La stérilité de 1661, se fit proprement sentir au commencement de l'année 1662... Ceux qui en pareil cas ont accoutumé de profiter de la calamité publique, ne manquèrent pas de fermer leurs magasins, se promettant dans les suites une plus grande cherté, et par conséquent un gain plus considérable. On peut s'imaginer cependant, mon fils, quels effets produisaient dans le Royaume les marchés vides de toutes sortes de grains...
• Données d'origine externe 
PR #776, opened 2019-08-19
[Dataset] Fix CSVDataset Interface

VoVAllen:
## Description
Change reading dataframe to file path

## Checklist
- [x] Code is well-documented

### DIFF
--- a/python/dgl/data/chem/csv_dataset.py
+++ b/python/dgl/data/chem/csv_dataset.py
@@ -10,6 +10,12 @@ from dgl import DGLGraph
 from .utils import smile2graph
 
 
+try:
+    import pandas as pd
+    import rdkit
+except ImportError:
+    pass
+
 class CSVDataset(object):
     """CSVDataset
 
@@ -39,13 +45,19 @@ class CSVDataset(object):
     Path to store the preprocessed data
     """
 
-    def __init__(self, df, smile2graph=smile2graph, smile_column='smiles',
+    def __init__(self, csvfile_path, smile2graph=smile2graph, smile_column='smiles', id_column=None,
                  cache_file_path="csvdata_dglgraph.pkl"):
         if 'rdkit' not in sys.modules:
             from ...base import dgl_warning
             dgl_warning(
                 "Please install RDKit (Recommended Version is 2018.09.3)")
-        self.df = df
+        if 'pandas' not in sys.modules:
+            from ...base import dgl_warning
+            dgl_warning("Please install pandas")
+        self.df = pd.read_csv(csvfile_path)
+        if id_column is not None:
+            self.id = self.df[id_column]
+            self.df = self.df.drop(columns=[id_column])
         self.smiles = self.df[smile_column].tolist()
         self.task_names = self.df.columns.drop([smile_column]).tolist()
         self.n_tasks = len(self.task_names)
@@ -90,8 +102,8 @@ class CSVDataset(object):
             Weights of the datapoint for all tasks
         """
         return self.smiles[item], self.graphs[item], \
-               F.zerocopy_from_numpy(self.labels[item]),  \
-               F.zerocopy_from_numpy(self.mask[item])
+            F.zerocopy_from_numpy(self.labels[item]),  \
+            F.zerocopy_from_numpy(self.mask[item])
 
     def __len__(self):
         """Length of Dataset
--- a/python/dgl/data/chem/tox21.py
+++ b/python/dgl/data/chem/tox21.py
@@ -43,12 +43,7 @@ class Tox21(CSVDataset):
 
         data_path = get_download_dir() + '/tox21.csv.gz'
         download(_get_dgl_url(self._url), path=data_path)
-        df = pd.read_csv(data_path)
-        self.id = df['mol_id']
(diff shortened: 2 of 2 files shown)


python/dgl/data/chem/tox21.py
```diff
@@ -43,12 +43,7 @@ def __init__(self, smile2graph=smile2graph):
 
         data_path = get_download_dir() + '/tox21.csv.gz'
         download(_get_dgl_url(self._url), path=data_path)
-        df = pd.read_csv(data_path)
-        self.id = df['mol_id']
-
-        df = df.drop(columns=['mol_id'])
-
-        super().__init__(df, smile2graph, cache_file_path="tox21_dglgraph.pkl")
+        super().__init__(data_path, smile2graph, cache_file_path="tox21_dglgraph.pkl")
```
mufeili: Seems you forgot to pass `id_column` for Tox21.

python/dgl/data/chem/csv_dataset.py
```diff
@@ -10,6 +10,12 @@
 from .utils import smile2graph
 
 
+try:
+    import pandas as pd
+    import rdkit
+except ImportError:
+    pass
+
 class CSVDataset(object):
```
jermainewang: CSVDataset -> MoleculeCSVDataset. In the docstring, would you mind describing a little bit about the schema of the input CSV?

python/dgl/data/chem/csv_dataset.py
```diff
@@ -39,13 +45,19 @@ class CSVDataset(object):
...
+    def __init__(self, csvfile_path, smile2graph=smile2graph, smile_column='smiles', id_column=None,
                  cache_file_path="csvdata_dglgraph.pkl"):
         if 'rdkit' not in sys.modules:
             from ...base import dgl_warning
             dgl_warning(
                 "Please install RDKit (Recommended Version is 2018.09.3)")
-        self.df = df
+        if 'pandas' not in sys.modules:
+            from ...base import dgl_warning
+            dgl_warning("Please install pandas")
```
jermainewang: Is pandas required or not? If required, you could just throw error in L17

python/dgl/data/chem/csv_dataset.py
```diff
@@ -90,8 +102,8 @@ def __getitem__(self, item):
             Weights of the datapoint for all tasks
         """
         return self.smiles[item], self.graphs[item], \
-               F.zerocopy_from_numpy(self.labels[item]),  \
-               F.zerocopy_from_numpy(self.mask[item])
+            F.zerocopy_from_numpy(self.labels[item]),  \
+            F.zerocopy_from_numpy(self.mask[item])
```
jermainewang: Let not use backend API in data package. Also returning dgl ndarray to user is not friendly. Directly return numpy arrays?

python/dgl/data/chem/csv_dataset.py
VoVAllen: Sure.

python/dgl/data/chem/csv_dataset.py
VoVAllen: Currently in dgl/data/__init__.py having `from .chem import Tox21`, which triggers import rdkit and pandas when importing other dataset. I'll change this.

mufeili:
@jermainewang Why do you think it's a bad idea to return framework tensors than numpy arrays?

jermainewang:
@mufeili My bad. I thought `F.zerocopy_from_numpy` returns `dgl.ndarray`. Resolved the comment and  LGTM.

jermainewang:
One side note. I think the question has been around for a while. Should `dgl.data` depends on `dgl.backend`? If you were to write a blog about defining custom dataset, do you suggest the user to learn backend APIs?

mufeili:
@jermainewang I think it's fine to have different standards depending on the scenario:
1. It's fine to let `dgl.data` depend on `dgl.backend` since we want to make `dgl` framework agnostic.
2. If I were to write a blog about dataset customization, I will create an example with one framework since most users use one only. This is also the way we develop examples in documentation.
3. If users want to contribute their code for new datasets and their code is framework agnostic. I'd rather merge their code first and then let our folks handle the rest work for bringing framework agnostic.

VoVAllen:
It's better to set the feature in DGLGraph as backend tensor instead of numpy array. Since if we set ndata as numpy array, user would have to do something like `g.ndata['h']=torch.tensor(g.ndata['h'])`, which is redundant. Therefore we should not block using `dgl.backend` in `dgl.data`.

jermainewang:
Merged the PR. But feel free to discuss more in this thread or we could create another thread for this.

It looks like using backend APIs cannot be avoided. For example, it is very clean to save the features in the graph and this requires the features to be stored in as framework tensors. However, to lower the learning curve, I suggest we process the data in numpy as much as possible and convert it to framework tensors only right before return. As such, I guess only `F.zerocopy_from_numpy` is mostly desired? We could also make it prettier by some syntax tricks.

mufeili:
@VoVAllen This PR is merged into `dmlc:model_zoo` rather than `dmlc:master`, is this intended?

Les pauvres (faisaient) entendre partout leurs plaintes et murmures... J'entrai moi-même en une connaissance très particulière et très exacte du besoin des peuples. J'obligeai les provinces les plus abondantes à secourir les autres, les particuliers à ouvrir leurs magasins, et à exposer leurs denrées à un prix équitable. J'envoyai en diligence mes ordres de tous côtés, pour faire venir par mer, de Dantzig et des autres pays étrangers, le plus de blé qu'il me fût possible ; je les fis acheter de mon épargne ; j'en distribuai gratuitement la plus grande partie au petit peuple des meilleures villes ; je fis vendre le reste à ceux qui en pouvaient acheter ; mais j'y mis un prix très modique... A la campagne, où les distributions de blé n'auraient pu se faire si promptement, je les fis en argent... Je parus enfin à tous mes sujets comme un véritable père de famille qui fait la provision de sa maison, et partage avec équité les aliments à ses enfants et à ses domestiques. Je n'ai jamais trouvé de dépense mieux employée que celle-là. Car nos sujets, mon fils, sont nos véritables richesses.